* Collected data:
BEGIN

PR #664, opened 2021-03-03
fix(DOOR_ENTRY): non-clickable items when opening popup programmatically

rchl:
The item passed to $scope.openDoorEntry() needs to be merged with
defaults so that the layout items get "action" assigned. This is done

END

* Exercise requirements: The output should consist only of the lines from the one with "fix(DOOR_ENTRY): non-clickable items" through the final line of the records above, exactly.

* Response area:
fix(DOOR_ENTRY): non-clickable items when opening popup programmatically

rchl:
The item passed to $scope.openDoorEntry() needs to be merged with
defaults so that the layout items get "action" assigned. This is done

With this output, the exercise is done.